Most neurological damage occurs to fetuses prior to the onset of labor. Developing a screening tool to detect this damage is one of the goals of a new fetal monitoring system developed by researchers at the University of Arkansas for Medical Sciences in Little Rock.

The high-tech device, nicknamed SARA (Squid Array for Reproductive Assessment), relies on an array of 151 sensors that detect and record extremely weak signals generated from naturally occurring magnetic fields in the body. The system provides a graph that shows the changes in fetal heart rate, brain activity, and other vital functions as well as changes in the mother’s uterus.

Over the last two decades researchers have used SQUID arrays to assess adult brain activity. The technique of recording magnetic signals from the brain is called magnetoencephalography (MEG). Signals captured by the arrays are superimposed over images produced from imaging modalities such as computed tomography and magnetic resonance to give a complete picture of the adult brain and neuromuscular system.

In their research with SARA, Dr. Curtis Lowery, director, division of Maternal-Fetal Medicine, University of Arkansas for Medical Sciences and his colleague Hari Eswaran, director of the SARA Laboratory, University of Arkansas for Medical Sciences, found that the brain and heart signal patterns of healthy fetuses are far more complex than those of fetuses with problems. They have followed 70 patients since they began their fetal MEG research in 2005. "In theory high-risk fetuses produce less complex and more predictable signals than a healthy fetus," explains Lowery. "We now have some evidence that healthy fetuses produce very complex signals."

NIBIB support has allowed the researchers to fine tune SARA’s signal processing capabilities to produce a more complete picture of maternal/fetal heart/brain activity and their relation to uterine activity. "Normally [researchers] record brain and heart activity separately and then correlate it," says Lowery. "With SARA we record both activities on the same computer system so the correlation is easier."

Tracking Brain and Heart Activity

SARA has the potential to provide an array of monitoring capabilities. For instance, the researchers have mapped fetal brain function in response to sound and light stimuli. Early results show that normal fetuses produce responses to these stimuli from a small area of the cortex while spontaneous brain activity involves the whole brain. The investigators also discovered that healthy fetuses can discriminate between two different sound frequencies while neurologically impaired fetuses cannot.

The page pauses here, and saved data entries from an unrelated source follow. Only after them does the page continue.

PR #4308, opened 2025-07-11
feat: split ecosystem init command

Raid5594:
## Is this a breaking change?
- [ ] Yes
- [ ] No

## Checklist

### DIFF
--- a/zkstack_cli/crates/zkstack/src/commands/chain/gateway/convert_to_gateway.rs
+++ b/zkstack_cli/crates/zkstack/src/commands/chain/gateway/convert_to_gateway.rs
@@ -37,6 +37,7 @@ use crate::{
         governance_execute_calls, grant_gateway_whitelist, revoke_gateway_whitelist,
         set_transaction_filterer, AdminScriptMode,
     },
+    commands::chain::utils::display_admin_script_output,
     messages::MSG_CHAIN_NOT_INITIALIZED,
     utils::forge::{check_the_balance, fill_forge_private_key, WalletOwner},
 };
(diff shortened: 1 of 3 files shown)


zkstack_cli/crates/zkstack/src/commands/ecosystem/init_core_contracts.rs
```diff
@@ -0,0 +1,319 @@
...
+        ecosystem_config,
+        initial_deployment_config,
+        init_args.support_l2_legacy_shared_bridge_test,
+    )
+    .await?;
+    contracts.save_with_base_path(shell, &ecosystem_config.config)?;
+    Ok(contracts)
+}
+
+async fn deploy_erc20(
```
Raid5594: We can probably move this function and init_chains to common folder

zkstack_cli/crates/zkstack/src/commands/chain/gateway/convert_to_gateway.rs
```diff
@@ -113,6 +169,10 @@ pub async fn run(args: ForgeScriptArgs, shell: &Shell) -> anyhow::Result<()> {
     )
     .await?;
 
+    if convert_to_gw_args.only_save_calldata {
+        display_admin_script_output(output);
```
Raid5594, line 173: Do we want to save the grant gateway whitelist calldata as well?

Without this been executed, the gw_vote_preparation will fail.
I can add the check to see if addresses have been whitelisted before continuing

StanislavBreadless: yes, they should be saved, but as a separate thing, since it is to be executed by the GW admin

PR #4319, opened 2025-07-16
fix(prover): Fixing sequence_number assigning

AlexOnTheStorm:
## What ❔
1. `sequence_number` is now not continuous across all the BWG output artifacts but instead reflects a sequence number within the same circuit type. 
2. Also it is guaranteed that urls match (sequence_number, circuit_id) pair in DB.

## Why ❔
Circuit url includes a sequence_number which is a continuous numbering across all the circuits. It turned out that the ordering between different circuit types is not strict. e.g. we have circuit_10 A, B, C and circuit_2 X, Y, Z. They can be pushed to vec in different order like [A,B,C,X,Y,Z], [A,X,B,Y,C,Z], [A,X,Y,B,C,Z] etc. And then sequence_number is assigned like [0,1,2,3,4,5].

That can cause creating two identical jobs with different url and following proving failure. 

## Is this a breaking change?
- [ ] Yes
- [ ] No

## Checklist

### DIFF
--- a/prover/crates/lib/prover_dal/src/fri_prover_dal.rs
+++ b/prover/crates/lib/prover_dal/src/fri_prover_dal.rs
@@ -70,21 +70,18 @@ impl FriProverDal<'_, '_> {
     pub async fn insert_prover_jobs(
         &mut self,
         batch_id: L1BatchId,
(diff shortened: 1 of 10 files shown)


Artemka374 (approved):
LGTM

PR #4322, opened 2025-07-17
fix(da_fetcher): use the same logic as in consistency_checker to defi…

dimazhornyk:
…ne a first batch

## Is this a breaking change?
- [ ] Yes
- [ ] No

## Checklist

### DIFF
--- a/core/node/node_sync/src/data_availability_fetcher/mod.rs
+++ b/core/node/node_sync/src/data_availability_fetcher/mod.rs
@@ -7,7 +7,7 @@ use tokio::sync::watch;
 use zksync_da_client::{types::InclusionData, DataAvailabilityClient};
 use zksync_dal::{ConnectionPool, Core, CoreDal};
 use zksync_health_check::{Health, HealthStatus, HealthUpdater, ReactiveHealthCheck};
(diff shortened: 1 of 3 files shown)


core/node/node_sync/src/data_availability_fetcher/mod.rs
```diff
@@ -99,7 +102,49 @@ impl DataAvailabilityFetcher {
     /// to populate the necessary DA info for the consistency checker to verify L1 commitments.
     /// So there is no point in scanning batches that were already checked by the consistency
     /// checker, or batches that will be skipped by it.
-    async fn determine_first_batch_to_scan(&self) -> anyhow::Result<L1BatchNumber> {
+    async fn determine_first_batch_to_scan(
```
perekopskiy: This looks too hacky, code is duplicated, if it's changed in one place most likely we will forget about second place. At the very least you should share this code with consistency checker. Maybe it's also worth refactoring DataAvailabilityFetcher to be a subtask of ConsistencyChecker

dimazhornyk: fair, reused the consistency_checker's implementation here

perekopskiy (approved):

The system’s ability to track heart function has enabled the researchers to study cardiac development as well as to monitor therapeutic drug interventions. A popular drug used to treat abnormal fetal heart rhythms is administered to the mother and crosses the placenta. One of the drug’s drawbacks is widening of a critical heart interval. With SARA, clinicians can monitor the mother and fetus and, if the complication arises, quickly stop the drug.

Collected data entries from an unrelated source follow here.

PR #4334, opened 2025-07-22
feat: High Priority L2 transactions

Artemka374:
## What ❔

Add new mempool feature: high priority L2 transactions, that are prioritized before all the other transactions after a certain protocol upgrade is done. These transactions are defined by initiator account and protocol version after which they start to execute.

## Why ❔

These transactions are intended to be executed right after a protocol upgrade is done. Sometimes there are few that should be executed to complete the upgrade and they should be prioritized over all the others.

## Is this a breaking change?
- [ ] Yes
- [x] No

## Checklist

### DIFF
--- a/core/lib/mempool/src/mempool_store.rs
+++ b/core/lib/mempool/src/mempool_store.rs
@@ -305,14 +305,16 @@ impl MempoolStore {
                     return constraint;
                 }
 
-                if let Some((score, constraint)) = self
-                    .high_priority_l2_transactions_per_account
-                    .get_mut(&tx.initiator_account())
-                    .expect("account is not available in mempool")
-                    .reset(tx)
-                {
-                    self.high_priority_l2_priority_queue.remove(&score);
-                    return constraint;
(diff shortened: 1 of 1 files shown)


core/lib/mempool/src/mempool_store.rs
```diff
@@ -120,7 +137,15 @@ impl MempoolStore {
...
         let account = transaction.initiator_account();
 
-        let metadata = match self.l2_transactions_per_account.entry(account) {
+        let mut txs_per_account = &mut self.l2_transactions_per_account;
+        let mut priority_queue = &mut self.l2_priority_queue;
+
+        if Some(transaction.initiator_account()) == self.high_priority_l2_tx_initiator {
+            priority_queue = &mut self.high_priority_l2_priority_queue;
+            txs_per_account = &mut self.high_priority_l2_transactions_per_account;
+        }
```
perekopskiy: nit: instead of declaring txs_per_account and priority_queue as mutable you can return pair of (txs_per_account, priority_queue) from if-else

perekopskiy (approved):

The researchers have completed recording data on normal mothers and fetuses and have turned their attention to mothers at high risk including those with pre-eclampsia, diabetes, and those who smoke. A key goal of the project is to extract three-dimensional data for both mother and fetus using ultrasound and electrical signaling. "Ultimately we would like to combine both structural and functional information," says Eswaran. "It seems simple but it means mapping two different coordinate systems." To produce a 3D image, the researchers must develop new algorithms or mathematical formulas so that the ultrasound and electrical signals can be combined in the same spatial dimension.

Lowery notes that a SARA system will be installed in Tuebingen, Germany in 2007 and he anticipates more widespread use in the next three years as SARA gains attention in the research community. "This is a research tool with clinical applications but we need multiple applications for widespread use," he says. Other potential applications include noninvasive bladder and digestive tract studies as well as reproductive studies in nonpregnant women.

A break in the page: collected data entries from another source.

PR #4349, opened 2025-07-24
feat: read execution delay from ValidatorTimelock contract instead of config

bxpana:
## What ❔

Changes:
- Add executionDelay() call to multicall in EthTxAggregator
- Add execution_delay field to MulticallData struct
- Update Aggregator to accept execution delay as parameter instead of using config
- Remove l1_batch_min_age_before_execute from SenderConfig
- Add ValidatorTimelock contract definition with executionDelay function
- Add necessary Duration imports

Documentation updates:
- Update external node configuration docs to note execution delay is now contract-based
- Update ValidatorTimelock contract documentation to explain dynamic execution delay reading
- Update launch guide to mention execution delay is no longer configurable

## Why ❔

This change removes the dependency on YAML configuration for execution delay and instead reads it dynamically from the ValidatorTimelock contract via multicall. This makes the system more flexible and reduces configuration management overhead.

## Is this a breaking change?
- [ ] Yes
- [x] No

## Operational changes
- Removes execution delay from config (`l1_batch_min_age_before_execute_seconds:`)

## Checklist


Deniallugo (approved):

core/node/eth_sender/src/aggregator.rs
```diff
@@ -402,11 +404,10 @@ impl Aggregator {
...
         last_sealed_l1_batch: L1BatchNumber,
         priority_tree_start_index: Option<usize>,
+        execution_delay: Duration,
     ) -> Result<Option<ExecuteBatches>, EthSenderError> {
-        let max_l1_batch_timestamp_millis = self
-            .config
-            .l1_batch_min_age_before_execute
-            .map(|age| unix_timestamp_ms() - age.as_millis() as u64);
+        let max_l1_batch_timestamp_millis =
+            Some(unix_timestamp_ms() - execution_delay.as_millis() as u64);
```
perekopskiy: Please add some safety margin. On L1 time is discrete and in worst case if you send time at `X`, it will be included in the block with timestamp `X - 12`. So the margin should be greater than 12 sec, I think 30 seconds would be ok.

perekopskiy: And apply margin only if execution_delay > 0

Deniallugo (approved):

perekopskiy (approved):

PR #4357, opened 2025-07-28
chore: Remove legacy prover code

Artemka374:
## What ❔

Remove bincode encoding for prover-related types(ones involved in both prover and core)
Remove API mode config option. 
So, after this PR it will be not possible to:
* Run proof data handler in server mode
* Run prover gateway in client mode
* Save/get files(like witness inputs/final proofs) from Object store which are encoded with bincode

## Why ❔

This code was left in codebase for the sake of backwards compatibility. Now, since these changes were introduced in protocol version 27, it is "safe" to remove them in version 29.

## Is this a breaking change?
- [x] Yes
- [ ] No

## Checklist


core/bin/zksync_server/src/node_builder.rs
```diff
@@ -329,11 +329,9 @@ impl MainNodeBuilder {
     }
 
     fn add_proof_data_handler_layer(mut self) -> anyhow::Result<Self> {
-        let gateway_config = try_load_config!(self.configs.prover_gateway);
         self.node.add_layer(ProofDataHandlerLayer::new(
             try_load_config!(self.configs.proof_data_handler_config),
             self.genesis_config.l2_chain_id,
-            gateway_config.api_mode,
```
EmilLuta, line 345: I think we released this in v28, no? If so, isn't it too early to deprecate in v29?

core/lib/prover_interface/src/inputs.rs
```diff
@@ -158,7 +151,7 @@ impl WitnessInputMerklePaths {
 }
 
 #[derive(Debug, Clone, Serialize, Deserialize, PartialEq)]
-pub struct VMRunWitnessInputData<FM: FormatMarker = CBOR> {
+pub struct VMRunWitnessInputData {
```
EmilLuta, line 154: 100% agree to deprecate it, but we should add some sort of public notice somewhere. Should it go in a release tag or maybe in the README?

core/bin/zksync_server/src/node_builder.rs
Artemka374: it was part of prover cluster, so it's v27

core/lib/prover_interface/src/inputs.rs
Artemka374: we can try to add this info when we will be creating release. The main part is not to forget, but I've marked these changes as breaking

In addition to support from NIBIB, the research is supported by the National Institute of Neurological Diseases and Stoke.

References:

Eswaran H, et al., Fetal magnetoencephalography—a multimodal approach. Developmental Brain Research 154: 57-62, 2005.

Preissl H, et al., Fetal magnetoencephalography: current progress and trends. Experimental Neurology 190: S28-S36, 2004.

Researchers recorded a fetus at 36 weeks responding to sound stimuli and monitoring spontaneous brain activity. (Left): A cartoon indicates the intrauterine fetal position at the time of the study obtained using ultrasound. (Bottom left): The location of spontaneous brain activity and responses to sound are shown over SARA's 151 sensor array. (Bottom right): A color-coded map shows the magnetic field distribution for brain activity and sound response. The color-coding is based on the intensity and the direction of the magnetic fields at a given time point. Images courtesy of Hari Eswaran, University of Arkansas for Medical Sciences.